- Born: Kalyanam Venkata Subbaiah 5 March 1901 Suddapalli village, Guntur district, Andhra Pradesh, India
- Died: 24 February 1975 (aged 73) Hyderabad, India
- Occupations: Actor Thespian
- Spouse: Savitri
- Children: Thota Satyavathi (daughter)
- Awards: Sangeet Natak Akademi Award 1973 Padma Shri 1975

= Kalyanam Raghuramaiah =

Indian actor (1901–1975)

Kalyanam Raghuramaiah (5 March 1901 – 24 February 1975), popularly known as Eelapata Raghuramaiah, was an Indian actor, and thespian known for his works in Telugu cinema, and Telugu theatre. A recipient of the Sangeet Natak Akademi Award, and the Padmashri, He was known for the roles of Krishna or Dushyantha, Bhavanisankar, Narada etc. He performed those roles for about 60 years. He indulged in elaborate raga alapana, based on different ragas while rendering padyams.

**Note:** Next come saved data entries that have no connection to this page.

PR #11612, opened 2026-07-30
fix(terminal): serialize startup context with user paste

OrcaWin:
## Summary

- serialize generated startup context and user paste operations per PTY
- preserve user typing and large multiline pastes while still injecting linked-work-item context
- keep the uncontended input path synchronous and isolate independent PTYs

## Root cause

The normal linked-worktree path defaults to `promptDelivery: 'draft'`. It does not send Enter after injecting the context.

The confirmed transport failure was nested bracketed-paste framing. A Windows multiline paste over 64 KiB is written as one bracketed frame across acknowledged 16 KiB chunks, with event-loop yields between chunks. Startup-owned linked context is also sent as a bracketed paste. Both producers shared the mounted PTY transport, but there was no whole-operation owner.

That allowed this byte order:

```text
user START
  generated START
  generated context
  generated END
  remaining user content with CR newlines
user END
```

The generated `END` could close Codex's paste mode early. Carriage returns in the remaining user chunks were then outside the intended user paste frame and could be interpreted as submit input.

The fix gives each PTY a FIFO paste transaction covering the complete `START ... END` operation. If the user paste begins first, linked context waits and is injected afterward. If generated context begins first, the user paste waits. Typing and both payloads are preserved; normal draft launch still sends no Enter.

The explicit `submit-after-ready` flow is intentionally unchanged and is not part of this incident.

## Reproduction

The regression test deterministically exercises both legal races:

- user chunked paste opens before startup context injection
- startup context opens before the user chunked paste

Before the fix, the user-first case produced a nested generated frame and exposed later carriage returns outside the intended paste frame. After the fix, each frame completes before the other begins.

The exact real-Codex visual outcome—part of the text submitting while the remainder appears as `[Pasted n characters]`—was not reproduced end to end on the broken revision. This PR fixes the underlying overlapping-frame race that can produce that class of split-paste behavior. If the same UI symptom recurs after this change, it has another input source and needs a separate trace.

## Electron validation

Validated on Windows Electron/ConPTY at PR head `8c1946e2da633fe58c05ad7c24f8a46631298fdd` through the production startup-owned draft path.

| User input owns the open paste frame | Both inputs complete without submission |
|---|---|
| Typed input and large user paste are in flight before linked context | Typed input, large paste, and linked context are preserved with no nested frame or unframed Enter |

The validation held the acknowledged user paste after its opening marker, allowed the fake Codex readiness signal to fire, then released it. The terminal verified:

- typed input was preserved
- the >64 KiB user paste was preserved
- linked-work-item context was still injected
- no bracketed-paste frames were nested
- no carriage return occurred outside a paste frame

The validation harness and screenshots are not part of the PR diff.

## Testing

- [x] 595 focused terminal, startup-draft, paste, and agent-delivery tests
- [x] renderer web typecheck
- [x] changed-file oxlint and React Doctor lint
- [x] max-lines ratchet and `git diff --check`
- [x] Electron Vite E2E build
- [x] Windows Electron/ConPTY production-path validation
- [x] same-model review returned clean for the normal linked-worktree draft scope

## Performance and compatibility

The transaction registry stores only active/queued operations and deletes a PTY entry when its tail settles. Uncontended operations start synchronously, preserving the existing input latency. Different PTYs do not block each other. The shared renderer path covers local, WSL, SSH, and remote-runtime terminals without changing Git, provider, worktree, or folder-workspace behavior.


OrcaWin:
## Superseded validation

The earlier version of this comment exercised explicit `submit-after-ready`, not the normal linked-worktree draft path, so it was not evidence for the reported incident.

The PR has been reworked around the reproduced nested bracketed-paste race. Current Windows Electron/ConPTY validation and screenshots are in the updated PR description:

| User paste frame in flight | Serialized completion |
|---|---|
| Typed input and large user paste are in flight before linked context | Typed input, large paste, and linked context are preserved |

PR #11613, opened 2026-07-30
fix(win): harden startup during partial updates

OrcaWin:
## Summary

- bundle `zod` into the Electron main-process output so startup does not depend on the later `resources/node_modules` deployment
- prepend a fatal bootstrap guard before Rollup's generated `require()` prelude, then replace it with the normal durable error guard after the source graph loads
- cover both the bundling contract and an exact pre-import `Cannot find module 'zod'` failure

## Root cause

The Windows NSIS install updates the live application directory non-transactionally. In the captured failure, the new `app.asar` and plugin-host chunk were visible 8.343 seconds before `resources/node_modules/zod` existed. The new main bundle immediately executed `require("zod")`, lost that race, and Electron displayed its native fatal-error dialog. That failed main process remained resident, held the updater lock, and prevented the runtime/pairing listener from starting.

This change uses the packaging-safe alternative to an installer rewrite: the bootstrap-critical schema dependency is part of the main bundle itself. It also ensures any future exception that occurs before source-level guards load exits instead of stranding a dialog-only Electron process.

## User-visible behavior

| | Before | After |
|---|---|---|
| Launch during the vulnerable update window | Native `Cannot find module 'zod'` dialog; no Orca window | `zod` is already in the startup bundle, so launch proceeds normally |
| Remote runtime/pairing | Never starts | Starts with the normal application runtime |
| Updater after a bootstrap failure | Failed Electron process can remain resident and block replacement | Pre-import fatal failures exit with code 1 on the next event-loop turn |
| Ordinary launches | Normal | Unchanged; the temporary bootstrap guard is removed when the durable main-process guard installs |

## Validation

- `pnpm exec vitest run config/scripts/electron-vite-output-contract.test.ts src/main/startup/bootstrap-fatal-exit-guard.test.ts src/main/startup/main-process-error-guards.test.ts` (17 tests)
- `pnpm run build:desktop`
- `pnpm run typecheck:node`
- changed-file Oxlint, type-aware Oxlint, React Doctor, and Oxfmt checks
- inspected emitted `out/main`: bootstrap guard is the first code in `index.js`; no bare `require("zod")` remains

A final `electron-builder --dir` package was not produced locally because this host lacks the Visual Studio toolchain required to rebuild `windows-native-registry`; the complete desktop build and packaging-relevant emitted-output checks passed.

### DIFF
--- a/config/scripts/electron-vite-output-contract.test.ts
+++ b/config/scripts/electron-vite-output-contract.test.ts
@@ -1,6 +1,9 @@
 import { readFileSync } from 'node:fs'
+import { EventEmitter } from 'node:events'
+import { runInNewContext } from 'node:vm'
 import { describe, expect, it } from 'vitest'
-import { electronViteConfig } from '../../electron.vite.config'
+import { createBootstrapFatalExitBanner, electronViteConfig } from '../../electron.vite.config'
+import { BOOTSTRAP_FATAL_EXIT_GUARD_KEY } from '../../src/main/startup/bootstrap-fatal-exit-guard'
 
 const targetConfig = readFileSync('config/electron-vite-target.config.ts', 'utf8')
 const devRunner = readFileSync('config/scripts/run-electron-vite-dev.mjs', 'utf8')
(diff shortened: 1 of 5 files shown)


OrcaWin:
## Electron validation (Windows)

Validated PR head 8e6f05cdf from the intended `prowfish @ OrcaWin/diagnose-git-issue` dev instance.

- Visible behavior: the full Orca window rendered normally, then navigated through the real Orca Mobile surface; Playwright reported 0 renderer console errors.
- Backing state: first-window startup services settled, runtime graph status was `ready`, desktop status was `available`, and the Windows runtime WebSocket listener reported ready on port 6769.
- Build evidence: `pnpm run build:desktop` passed; emitted `out/main/index.js` starts with the fatal guard before diagnostics/generated code and has no bare `require("zod")`. Targeted startup/error-guard tests passed 17/17.
- Remaining gap: the live NSIS partial-copy timing window was not manually recreated in the dev app; the packaged Windows crash-survival CI job covers that scenario and passed.

| Normal startup | Interactive Mobile surface |
|---|---|
| Orca normal startup | Orca Mobile surface |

One of the finest method actors, he had the ability to sing padyams and songs through whistle, by putting his finger in mouth and producing the whistle or flute sound (meaning Eela in Telugu). He has acted in various dramas and gave more than 20,000 stage performances. He was called the "Nightingale of the Stage" by Rabindranath Tagore.

==Early life==
Kalyanam Raghuramaiah was born in a Kapu family in Suddapalli village of Guntur district and named as Venkata Subbaiah. He was popular during childhood days in playing Raghurama, hence named as Raghuramaiah by Kasinadhuni Nageswara Rao.

==Early career==
He entered Telugu cinema in 1933 in the film Prudhvi Putra. It is the fifth talkie film in Telugu cinema industry. This is the 1st Telugu movie produced by Telugu person viz. Pothina Srinivasa Rao. He acted as Krishna in many films including Sri Krishna Rayabaram (1960) and in the film Chintamani.

==Personal life==
He married Savitri, second daughter of Rohini Venkata Subbaiah and Sitamma in 1938 at Bapatla. She inaugurated the statue of her husband Raghuramaiah at Chebrolu, Guntur district on 5 March 2013. At the age of 92 years i.e. on 8 December 2014 she died due to old age at Vijayawada. They have only one daughter viz. Thota Satyavathi, Son-in-law Thota Parvateeswara Rao.

Their grand children are Dr. T.V.S. Gopal, Chintala Ratna, and Gangisetty Raja. His brother-in-law Rohini Venkaiah, Commercial Tax Officer (Retd.) and his wife Dr. Rohini Venkata Sundara Varada Rajeswari, Famous Devotional Writer of several books and Member Sree Hampi Virupaksha Vidyaranya Maha Samsthanam and their son Rohini Mahesh, Devotional Writer of several articles and Member Sree Hampi Virupaksha Vidyaranya Maha Samsthanam date of birth and his son Rohini Harish date of birth and Raghramaiah's date of death is same i.e. 24 February. He toured Malaysia, Japan, Hong Kong and Singapore with a drama troupe in 1972.

==Death and popularity==
He died of a heart attack in 1975 at the age of 75 years. He was called the "Nightingale of the Stage" by Rabindranath Tagore. A well sheltered bronze statue of him was installed in his honor at Suddapalli village, his birthplace, on 14 February 2014 by his Eldest brother's son Sri. Kalyanam Narasimha Rao, Retd. Senior Manager, Hindustan Aeronautics Limited, Hyderabad and the statue was inaugurated by Sri. Mandali Budda Prasad, Chairman Official Languages, Andhra Pradesh.

==Filmography==

- Prudhvi Putra (1933)
- Bhakta Kuchela (1935)
- Lanka Dahanam (1936)
- Rukmini Kalyanam (1937)
- Pasupathastram (1939)
- Apavadu (1941)
- Talliprema (1941)
- Gollabhama (1947)
- Madalasa (1948)
- Maya Rambha (1950)
- Mayapilla (1951)
- Prapancham (1953)
- Sati Sakkubai (1954) as Lord Krishna
- Sri Krishna Tulabharam (1955/I) as Sri Krishna
- Chintamani (1956)
- Sri Krishna Maya (1958)
- Sri Krishna Rayabaram (1960)
- Nagarjuna (1961/I)
- Usha Parinayam (1961) as Lord Krishna
- Dakshayagnam (1962/I) as Narada
- Valmiki (1963/I)
- Somavara Vrata Mahatyam (1963) as Narada
- Mohini Bhasmasura (1966) as Indra
- Sri Sri Sri Maryada Ramanna (1967)

==Awards==
- National Honors
- Sangeet Natak Akademi Award in 1973

- Civilian Honors
- He was awarded Padmashri by Government of India in 1975.